Generally, each extra ton of emissions of CO2 causes the added costs of pollution to increase. Also, if we look to reducing CO2 emissions, we can find some inexpensive ways to cut emissions, and after we cut emissions in those ways, to cut emissions further, we would have to employ costlier and costlier means. To keep these total costs to a minimum, the added costs from cutting a ton of CO2 emissions have to equal the added costs of the damage done by another ton of CO2 emissions. If the added costs are higher from the damage done from another ton of CO2 than from cutting emissions, we could lower total costs by cutting emissions. On the other hand, if the added costs of cutting emissions by a ton are higher than from the damage done from another ton, total costs could be lowered if we go ahead and pollute that ton. The “right amount” of pollution, then, is the amount where another ton would cause costs of cutting pollution by the same amount as the costs of the damage done by another ton of pollution.
Of the three methods of pollution control to understand, the easiest to understand is the “command and control” system. Here, the regulatory commission sets requirements for each source of pollution, monitors them for compliance, and then sets fines and punishments for those who fail to comply with the regulatory requirements. Here, possible polluters just do what they are told or face extremely high fines or other punishments. The “command and control” name for this regulatory type comes from the management form used in the military. Historically, most of regulation of the EPA has been of this “command and control” type. The best way of thinking about this approach is to recall the lines from Tennyson’s “Charge of the Light Brigade:”
Theirs not to make reply
Theirs not the reason why
Theirs but to do or die.
This command and control system of regulation does not do a very good job of keeping costs of regulation down, nor does it do a good job of balancing the costs of damage with the costs of reducing emissions. The regulatory authority just does not have information on all of the costs. This information is mostly diffused throughout the society—various electric power generating companies have a good idea of what their costs of cutting emissions are like, so a lot of people have bits and pieces of this information, and no one knows it all.
One of the earliest regulatory suggestions for reducing the costs of pollution control was made by A.C. Pigou in 1920 in his book, The Economics of Welfare (with the word “welfare” meaning “wellbeing”). Pigou suggested that a tax could be levied on certain activities, such as pollution, that would give people an incentive to reduce those activities. Economists in the 1960s and 1970s saw that such a tax would get polluters to reduce pollution in a least-cost way. Any producer who could reduce emissions at a cost below the tax would do so, while those who could only cut their emissions at a higher cost would not. Suppose the tax on emissions is $100 per ton. All pollution reduction that costs more than $100 per ton will not take place, but pollution reduction that costs less than $100 per ton will take place. Lower cost cleanup activities replace higher cost cleanup and costs cannot get any lower.

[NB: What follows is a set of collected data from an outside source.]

PR #229, opened 2022-02-01
requirement, pypi: Add a --require-hashes flag

### LINKED ISSUE #172: Add a --require-hashes flag
Similar to `pip`'s [`--require-hashes` flag](https://pip.pypa.io/en/stable/cli/pip_install/#cmdoption-require-hashes), when auditing requirements files, `pip-audit` should support a `--require-hashes` flag that:

- requires all auditable dependencies to be pinned and hashed
- disables dependency resolution

Additionally, it would likely be desirable for `pip-audit` to ensure that the hashes that are present match hashes provided via PyPI's JSON API.

tetsuo-cpp:
Closes #172

- [x] Bump `pip-api` version
- [x] Needs: https://github.com/di/pip-api/pull/126

### DIFF
--- a/README.md
+++ b/README.md
@@ -71,7 +71,7 @@ python -m pip_audit --help
 usage: pip-audit [-h] [-V] [-l] [-r REQUIREMENTS] [-f FORMAT] [-s SERVICE]
                  [-d] [-S] [--desc [{on,off,auto}]] [--cache-dir CACHE_DIR]
                  [--progress-spinner {on,off}] [--timeout TIMEOUT]
-                 [--path PATHS] [-v] [--fix]
+                 [--path PATHS] [-v] [--fix] [--require-hashes]
 
 audit the Python environment for dependencies with known vulnerabilities
 
@@ -115,6 +115,10 @@ optional arguments:
                         setting it to `debug` (default: False)
   --fix                 automatically upgrade dependencies with known
                         vulnerabilities (default: False)
+  --require-hashes      require a hash to check each requirement against, for
+                        repeatable audits; this option is implied when any
+                        package in a requirements file has a --hash option.
+                        (default: False)
 ```
 <!-- @end-pip-audit-help@ -->
 
--- a/README.md
+++ b/README.md
@@ -117,7 +117,7 @@ optional arguments:
                         vulnerabilities (default: False)
   --require-hashes      require a hash to check each requirement against, for
                         repeatable audits; this option is implied when any
-                        package in a requirements file has a --hash option.
+                        package in a requirements file has a `--hash` option.
                         (default: False)
 ```
 <!-- @end-pip-audit-help@ -->
--- a/pip_audit/_cli.py
+++ b/pip_audit/_cli.py
@@ -239,6 +239,12 @@ def _parser() -> argparse.ArgumentParser:
         action="store_true",
         help="automatically upgrade dependencies with known vulnerabilities",
     )
+    parser.add_argument(
+        "--require-hashes",
+        action="store_true",
+        help="require a hash to check each requirement against, for repeatable audits; this option "
+        "is implied when any package in a requirements file has a --hash option.",
+    )
     return parser
 
 
@@ -272,7 +278,10 @@ def audit() -> None:
         if args.requirements is not None:
             req_files: List[Path] = [Path(req.name) for req in args.requirements]
             source = RequirementSource(
-                req_files, ResolveLibResolver(args.timeout, args.cache_dir, state), state
+                req_files,
+                ResolveLibResolver(args.timeout, args.cache_dir, state),
+                args.require_hashes,
+                state,
             )
         else:
             source = PipSource(local=args.local, paths=args.paths, state=state)
--- a/pip_audit/_cli.py
+++ b/pip_audit/_cli.py
@@ -243,7 +243,7 @@ def _parser() -> argparse.ArgumentParser:
         "--require-hashes",
         action="store_true",
         help="require a hash to check each requirement against, for repeatable audits; this option "
-        "is implied when any package in a requirements file has a --hash option.",
+        "is implied when any package in a requirements file has a `--hash` option.",
     )
     return parser
 
--- a/pip_audit/_cli.py
+++ b/pip_audit/_cli.py
@@ -268,6 +268,10 @@ def audit() -> None:
     output_desc = args.desc.to_bool(args.format)
     formatter = args.format.to_format(output_desc)
 
+    # The `--require-hashes` flag is only valid with requirements files
+    if args.require_hashes and args.requirements is None:
+        parser.error("The --require-hashes flag can only be used with --requirement (-r)")
+
     with ExitStack() as stack:
         actors = []
         if args.progress_spinner:
--- a/pip_audit/_service/interface.py
+++ b/pip_audit/_service/interface.py
@@ -4,8 +4,8 @@ of vulnerability information for fully resolved Python packages.
 """
 
 from abc import ABC, abstractmethod
-from dataclasses import dataclass
-from typing import Iterator, List, Optional, Tuple
+from dataclasses import dataclass, field
+from typing import Dict, Iterator, List, Tuple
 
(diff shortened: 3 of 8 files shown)


tetsuo-cpp:
This needs cleanup + testing but I wanted to engage early on this one since the intended behaviour isn't straightforward.

@di You mentioned that the `--require-hashes` flag should skip dependency resolution. Did you mean that we shouldn't resolve dependencies for each requirement and instead, only audit what is explicitly listed in the requirements file?

I was also wondering how hashes should work when the `--require-hashes` flag isn't supplied. My thinking is that when the `--require-hashes` flag is supplied, every requirement in the file needs to have a hash. But if it isn't supplied, we should still check any hashes that we find against PyPI.

woodruffw:
> You mentioned that the `--require-hashes` flag should skip dependency resolution. Did you mean that we shouldn't resolve transitive dependencies for each requirement and instead, only audit what is explicitly listed in the requirements file?
> 
> I was also wondering how hashes should work when the `--require-hashes` flag isn't supplied. My thinking is that when the `--require-hashes` flag is supplied, every requirement in the file needs to have a hash AND we check them against PyPI. But if the flag isn't supplied, we should still check any hashes that we find against PyPI and fail if it doesn't match.

This is an indirect answer to both: we can skip dependency resolution entirely, since `pip` stipulates the following:

1. If *any* dependency has a content hash, then all dependencies have content hashes
2. (Transitively) All dependencies must be *explicitly* listed in the requirements file if hashing is enabled

In other words: our requirements parser in `pip-api` should preserve those properties: we should raise an error if we're given a requirements file with dependencies that are missing hashes, and we should *not* do dependency resolution because only the present hashed dependencies should be considered.

(Looking at things more, I'm not actually sure that we *need* the `--require-hashes` flag -- `pip` stipulates that passing it is identical to any requirement having hashes attached to it. But I guess we should preserve it as a no-op, since that's what `pip` seems to do?

pip_audit/_service/interface.py
```diff
@@ -54,6 +54,7 @@ class ResolvedDependency(Dependency):
     """
 
     version: Version
+    hash: Optional[str] = None
```
woodruffw, line 57: This should probably be a `Dict[str, List[str]]` instead, since every requirement is allowed to have multiple hashes, even multiple hashes of the same kind (since `foo==1.2.3` might have both an `sdist` and `bdist_wheel` distribution).

tetsuo-cpp: Makes sense. I also need to modify the logic to check all of the hashes.

tetsuo-cpp:
> In other words: our requirements parser in `pip-api` should preserve those properties: we should raise an error if we're given a requirements file with dependencies that are missing hashes, and we should _not_ do dependency resolution because only the present hashed dependencies should be considered.

Ah! Right, I misunderstood how that works. Thanks for explaining.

A little later on, economists came up with a slightly different approach. The environmental regulatory authority would first decide how much emissions would be allowed, create “pollution rights” which would be tradable. Polluters who could reduce pollution very cheaply could then reduce their emissions and sell their rights to those who could only cut their emissions at a very high cost. If the price of a pollution permit were higher than the cost of cutting emissions, the producer could then reduce their emissions and sell off their permit. If the emission permit sold for a price below the cost of cutting pollution, the emitter would buy up permits. If you think that such a scheme is unworkable, think again. We have been using tradable permits of this sort to control SO2 emissions that cause acid rain since the 1990s, and these permits trade on the Chicago Board of Exchange, along with various commodities.
The Pigou tax on pollution, which we saw a decade ago called a carbon tax, gives polluters a constant price to respond to, and the total amount of emissions could be higher or lower and can change over time. If the costs of cleaning up go up, we end up with higher levels of emissions. On the other hand, the tradable permits system produces a constant level of emissions but with a price of pollution that varies. Both of these methods minimizes the costs of cutting pollution because both produces a price for cleaning up so that those with costs of cutting a ton of emissions above that price do not cut their pollution and those with costs of cutting a ton of emissions below that price do cut emissions. Only the low-cost emission cutters reduce their pollution while high-cost emission cutters do not, and face either taxes or having to pay for pollution permits.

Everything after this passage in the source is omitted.